ACTIVITY — Once the data has been read, restate all of it exactly.

[Opening MATERIAL FOR THIS TASK section]

Issue #125, opened 2018-09-11
Report missing decoders and other audio decoder errors


ferjm:
We should be listening for pipeline bus error messages and firing the audio decoder error callback when needed.

```
philn> ferjm: there you go :)
12:27:54 travis needs ogg/vorbis libs
12:28:21 <ferjm> Missing decoder: Ogg (audio/ogg)
12:28:33 cool
12:30:18 we shouldn't be freezing there though :\
12:33:03 philn: I guess decodebin is throwing errors for missing decoders, right?
12:34:30 ⇐ BK1603 quit (uid316735@moz-jgv72q.stonehaven.irccloud.com) Quit: Connection closed for inactivity
12:36:35 <philn> yeah
12:38:58 you should be able to reproduce the error locally by moving out libgstogg.so
12:39:16 <@Manishearth> philn: thanks :)
12:39:36 <ferjm> philn: ok, cool. Are these errors sent through as a pipeline bus message or is there an error callback I can handle in decodebin?
12:39:59 <@Manishearth> ferjm: in the example we wait for it to respond, we should .unwrap() the .recv() call
12:40:02 that's why it hangs
12:40:03 <philn> if you use gst-player you can connect to the error signal iirc
12:40:08 <@Manishearth> we get stuck on .recv()
12:40:26 <philn> otherwise yes, an error message is sent over the bus
12:41:10 <@Manishearth> philn: its a bug in the test's error handling
12:41:16 → rohitpaulk23833258 joined (loungeuser@moz-emn.5fb.201.103.IP)
12:41:22 <philn> ah, ok!
12:42:15 <ferjm> philn: ok, we are not using gst-player in this case
12:42:43 Manishearth:  https://github.com/servo/media/blob/master/examples/audio_decoder.rs#L50
12:43:17 <@Manishearth> ferjm: oh hm
12:43:18 <ferjm> we should be firing the error callback for the missing decoder and send a message through the channel there https://github.com/servo/media/blob/master/examples/audio_decoder.rs#L34
12:43:23 <@Manishearth> yeah
12:43:34 it's an eror handler so it doesn't panic, my bad
12:43:34 <ferjm> but we need to get the error from the pipeline bus first 
```

sdroege:
What kind of errors would you like the player to export? Currently the error enum there is just a stub. Having separate errors for missing decoders, file not found, etc. would definitely be something I'd like to have in there but I didn't get to design anything yet. Errors are hard :)

[...]

PR #138, opened 2018-09-27
Add proper error handling, make sure sink cannot panic

Manishearth:
Not sure if the decoder side needs this

r? @ferjm

### DIFF
--- a/backends/gstreamer/src/audio_sink.rs
+++ b/backends/gstreamer/src/audio_sink.rs
@@ -23,15 +23,27 @@ pub struct GStreamerAudioSink {
     sample_offset: Cell<u64>,
 }
 
+#[derive(Debug)]
+pub enum BackendError {
+    Gstreamer(gst::Error),
+    Flow(gst::FlowError),
+    ElementCreationFailed(&'static str),
+    AudioInfoFailed,
+    PipelineFailed(&'static str),
+    StateChangeFailed,
+}
+
+
 impl GStreamerAudioSink {
-    pub fn new() -> Result<Self, ()> {
+    pub fn new() -> Result<Self, BackendError> {
         if let Some(category) = gst::DebugCategory::get("openslessink") {
             category.set_threshold(gst::DebugLevel::Trace);
         }
-        gst::init().map_err(|_| ())?;
+        gst::init().map_err(BackendError::Gstreamer)?;
 
-        let appsrc = gst::ElementFactory::make("appsrc", None).ok_or(())?;
-        let appsrc = appsrc.downcast::<AppSrc>().map_err(|_| ())?;
+        let appsrc = gst::ElementFactory::make("appsrc", None)
+                .ok_or(BackendError::ElementCreationFailed("appsrc"))?;
+        let appsrc = appsrc.downcast::<AppSrc>().unwrap();
         Ok(Self {
             pipeline: gst::Pipeline::new(None),
             appsrc: Arc::new(appsrc),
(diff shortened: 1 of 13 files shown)


backends/gstreamer/src/audio_sink.rs
```diff
@@ -23,15 +23,28 @@ pub struct GStreamerAudioSink {
...
             category.set_threshold(gst::DebugLevel::Trace);
         }
-        gst::init().map_err(|_| ())?;
+        gst::init().map_err(BackendError::Gstreamer)?;
 
-        let appsrc = gst::ElementFactory::make("appsrc", None).ok_or(())?;
-        let appsrc = appsrc.downcast::<AppSrc>().map_err(|_| ())?;
+        let appsrc = gst::ElementFactory::make("appsrc", None)
+                .ok_or(BackendError::ElementCreationFailed("appsrc"))?;
+        let appsrc = appsrc.downcast::<AppSrc>().map_err(|_| BackendError::DowncastingFailed)?;
```
sdroege: This is impossible to fail in this case. You create an appsrc so it will be possible to cast it

backends/gstreamer/src/audio_sink.rs
```diff
@@ -43,19 +56,19 @@ impl GStreamerAudioSink {
...
 impl GStreamerAudioSink {
-    fn set_audio_info(&self, sample_rate: f32, channels: u8) -> Result<(), ()> {
+    fn set_audio_info(&self, sample_rate: f32, channels: u8) -> Result<(), BackendError> {
         let audio_info = gst_audio::AudioInfo::new(
             gst_audio::AUDIO_FORMAT_F32,
             sample_rate as u32,
             channels.into(),
         ).build()
-            .ok_or(())?;
+            .ok_or(BackendError::AudioInfoFailed)?;
```
sdroege: This also can't possibly fail. The only way how this can fail if incompatible other settings (e.g. conflicting channel positions) are given

backends/gstreamer/src/audio_sink.rs
```diff
@@ -95,38 +109,42 @@ impl AudioSink for GStreamerAudioSink {
...
+            .ok_or(BackendError::ElementCreationFailed("audioconvert"))?;
+        let sink = gst::ElementFactory::make("autoaudiosink", None)
+            .ok_or(BackendError::ElementCreationFailed("autoaudiosink"))?;
         self.pipeline
             .add_many(&[&appsrc, &resample, &convert, &sink])
-            .map_err(|_| ())?;
-        gst::Element::link_many(&[&appsrc, &resample, &convert, &sink]).map_err(|_| ())?;
+            .map_err(|_| BackendError::PipelineFailed)?;
+        gst::Element::link_many(&[&appsrc, &resample, &convert, &sink])
+            .map_err(|_| BackendError::PipelineFailed)?;
```
sdroege: You maybe want to take the `&'static str` out of the error and store it in `PipelineFailed`

backends/gstreamer/src/audio_sink.rs
```diff
@@ -23,15 +23,28 @@ pub struct GStreamerAudioSink {
...
+        gst::init().map_err(BackendError::Gstreamer)?;
 
-        let appsrc = gst::ElementFactory::make("appsrc", None).ok_or(())?;
-        let appsrc = appsrc.downcast::<AppSrc>().map_err(|_| ())?;
+        let appsrc = gst::ElementFactory::make("appsrc", None)
+                .ok_or(BackendError::ElementCreationFailed("appsrc"))?;
+        let appsrc = appsrc.downcast::<AppSrc>().map_err(|_| BackendError::DowncastingFailed)?;
         Ok(Self {
             pipeline: gst::Pipeline::new(None),
             appsrc: Arc::new(appsrc),
```
sdroege: Why is the appsrc not put into the pipeline here already?

Also generally it seems like for *all* pipelines you're not watching their `gst::Bus` for messages, especially not for error messages. It would be good to add some code for that so that you can handle errors (and later possibly other things) asynchronously while the pipeline is running

ferjm: > Also generally it seems like for all pipelines you're not watching their gst::Bus for messages, especially not for error messages. It would be good to add some code for that so that you can handle errors (and later possibly other things) asynchronously while the pipeline is running

Yeah, we'll need that for #125

backends/gstreamer/src/audio_sink.rs
Manishearth: This feels like it's possible to cause in a refactoring, so I'll leave this error in

player/src/lib.rs
```diff
@@ -2,6 +2,8 @@ extern crate ipc_channel;
 #[macro_use]
 extern crate serde_derive;
 
+extern crate servo_media_audio;
```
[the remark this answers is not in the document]
Manishearth: It's hard because servo-media-audio needs the dummy backend.

However I can make the PlayerBackend trait completely separate. I'll try something.

Manishearth:
Addressed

[Closing MATERIAL FOR THIS TASK section]

TASK SOLUTION —
Issue #125, opened 2018-09-11
Report missing decoders and other audio decoder errors


ferjm:
We should be listening for pipeline bus error messages and firing the audio decoder error callback when needed.

```
philn> ferjm: there you go :)
12:27:54 travis needs ogg/vorbis libs
12:28:21 <ferjm> Missing decoder: Ogg (audio/ogg)
12:28:33 cool
12:30:18 we shouldn't be freezing there though :\
12:33:03 philn: I guess decodebin is throwing errors for missing decoders, right?
12:34:30 ⇐ BK1603 quit (uid316735@moz-jgv72q.stonehaven.irccloud.com) Quit: Connection closed for inactivity
12:36:35 <philn> yeah
12:38:58 you should be able to reproduce the error locally by moving out libgstogg.so
12:39:16 <@Manishearth> philn: thanks :)
12:39:36 <ferjm> philn: ok, cool. Are these errors sent through as a pipeline bus message or is there an error callback I can handle in decodebin?
12:39:59 <@Manishearth> ferjm: in the example we wait for it to respond, we should .unwrap() the .recv() call
12:40:02 that's why it hangs
12:40:03 <philn> if you use gst-player you can connect to the error signal iirc
12:40:08 <@Manishearth> we get stuck on .recv()
12:40:26 <philn> otherwise yes, an error message is sent over the bus
12:41:10 <@Manishearth> philn: its a bug in the test's error handling
12:41:16 → rohitpaulk23833258 joined (loungeuser@moz-emn.5fb.201.103.IP)
12:41:22 <philn> ah, ok!
12:42:15 <ferjm> philn: ok, we are not using gst-player in this case
12:42:43 Manishearth:  https://github.com/servo/media/blob/master/examples/audio_decoder.rs#L50
12:43:17 <@Manishearth> ferjm: oh hm
12:43:18 <ferjm> we should be firing the error callback for the missing decoder and send a message through the channel there https://github.com/servo/media/blob/master/examples/audio_decoder.rs#L34
12:43:23 <@Manishearth> yeah
12:43:34 it's an eror handler so it doesn't panic, my bad
12:43:34 <ferjm> but we need to get the error from the pipeline bus first 
```

sdroege:
What kind of errors would you like the player to export? Currently the error enum there is just a stub. Having separate errors for missing decoders, file not found, etc. would definitely be something I'd like to have in there but I didn't get to design anything yet. Errors are hard :)

[...]

PR #138, opened 2018-09-27
Add proper error handling, make sure sink cannot panic

Manishearth:
Not sure if the decoder side needs this

r? @ferjm

### DIFF
--- a/backends/gstreamer/src/audio_sink.rs
+++ b/backends/gstreamer/src/audio_sink.rs
@@ -23,15 +23,27 @@ pub struct GStreamerAudioSink {
     sample_offset: Cell<u64>,
 }
 
+#[derive(Debug)]
+pub enum BackendError {
+    Gstreamer(gst::Error),
+    Flow(gst::FlowError),
+    ElementCreationFailed(&'static str),
+    AudioInfoFailed,
+    PipelineFailed(&'static str),
+    StateChangeFailed,
+}
+
+
 impl GStreamerAudioSink {
-    pub fn new() -> Result<Self, ()> {
+    pub fn new() -> Result<Self, BackendError> {
         if let Some(category) = gst::DebugCategory::get("openslessink") {
             category.set_threshold(gst::DebugLevel::Trace);
         }
-        gst::init().map_err(|_| ())?;
+        gst::init().map_err(BackendError::Gstreamer)?;
 
-        let appsrc = gst::ElementFactory::make("appsrc", None).ok_or(())?;
-        let appsrc = appsrc.downcast::<AppSrc>().map_err(|_| ())?;
+        let appsrc = gst::ElementFactory::make("appsrc", None)
+                .ok_or(BackendError::ElementCreationFailed("appsrc"))?;
+        let appsrc = appsrc.downcast::<AppSrc>().unwrap();
         Ok(Self {
             pipeline: gst::Pipeline::new(None),
             appsrc: Arc::new(appsrc),
(diff shortened: 1 of 13 files shown)


backends/gstreamer/src/audio_sink.rs
```diff
@@ -23,15 +23,28 @@ pub struct GStreamerAudioSink {
...
             category.set_threshold(gst::DebugLevel::Trace);
         }
-        gst::init().map_err(|_| ())?;
+        gst::init().map_err(BackendError::Gstreamer)?;
 
-        let appsrc = gst::ElementFactory::make("appsrc", None).ok_or(())?;
-        let appsrc = appsrc.downcast::<AppSrc>().map_err(|_| ())?;
+        let appsrc = gst::ElementFactory::make("appsrc", None)
+                .ok_or(BackendError::ElementCreationFailed("appsrc"))?;
+        let appsrc = appsrc.downcast::<AppSrc>().map_err(|_| BackendError::DowncastingFailed)?;
```
sdroege: This is impossible to fail in this case. You create an appsrc so it will be possible to cast it

backends/gstreamer/src/audio_sink.rs
```diff
@@ -43,19 +56,19 @@ impl GStreamerAudioSink {
...
 impl GStreamerAudioSink {
-    fn set_audio_info(&self, sample_rate: f32, channels: u8) -> Result<(), ()> {
+    fn set_audio_info(&self, sample_rate: f32, channels: u8) -> Result<(), BackendError> {
         let audio_info = gst_audio::AudioInfo::new(
             gst_audio::AUDIO_FORMAT_F32,
             sample_rate as u32,
             channels.into(),
         ).build()
-            .ok_or(())?;
+            .ok_or(BackendError::AudioInfoFailed)?;
```
sdroege: This also can't possibly fail. The only way how this can fail if incompatible other settings (e.g. conflicting channel positions) are given

backends/gstreamer/src/audio_sink.rs
```diff
@@ -95,38 +109,42 @@ impl AudioSink for GStreamerAudioSink {
...
+            .ok_or(BackendError::ElementCreationFailed("audioconvert"))?;
+        let sink = gst::ElementFactory::make("autoaudiosink", None)
+            .ok_or(BackendError::ElementCreationFailed("autoaudiosink"))?;
         self.pipeline
             .add_many(&[&appsrc, &resample, &convert, &sink])
-            .map_err(|_| ())?;
-        gst::Element::link_many(&[&appsrc, &resample, &convert, &sink]).map_err(|_| ())?;
+            .map_err(|_| BackendError::PipelineFailed)?;
+        gst::Element::link_many(&[&appsrc, &resample, &convert, &sink])
+            .map_err(|_| BackendError::PipelineFailed)?;
```
sdroege: You maybe want to take the `&'static str` out of the error and store it in `PipelineFailed`

backends/gstreamer/src/audio_sink.rs
```diff
@@ -23,15 +23,28 @@ pub struct GStreamerAudioSink {
...
+        gst::init().map_err(BackendError::Gstreamer)?;
 
-        let appsrc = gst::ElementFactory::make("appsrc", None).ok_or(())?;
-        let appsrc = appsrc.downcast::<AppSrc>().map_err(|_| ())?;
+        let appsrc = gst::ElementFactory::make("appsrc", None)
+                .ok_or(BackendError::ElementCreationFailed("appsrc"))?;
+        let appsrc = appsrc.downcast::<AppSrc>().map_err(|_| BackendError::DowncastingFailed)?;
         Ok(Self {
             pipeline: gst::Pipeline::new(None),
             appsrc: Arc::new(appsrc),
```
sdroege: Why is the appsrc not put into the pipeline here already?

Also generally it seems like for *all* pipelines you're not watching their `gst::Bus` for messages, especially not for error messages. It would be good to add some code for that so that you can handle errors (and later possibly other things) asynchronously while the pipeline is running

ferjm: > Also generally it seems like for all pipelines you're not watching their gst::Bus for messages, especially not for error messages. It would be good to add some code for that so that you can handle errors (and later possibly other things) asynchronously while the pipeline is running

Yeah, we'll need that for #125

backends/gstreamer/src/audio_sink.rs
Manishearth: This feels like it's possible to cause in a refactoring, so I'll leave this error in

player/src/lib.rs
```diff
@@ -2,6 +2,8 @@ extern crate ipc_channel;
 #[macro_use]
 extern crate serde_derive;
 
+extern crate servo_media_audio;
```
[the remark this answers is not in the document]
Manishearth: It's hard because servo-media-audio needs the dummy backend.

However I can make the PlayerBackend trait completely separate. I'll try something.

Manishearth:
Addressed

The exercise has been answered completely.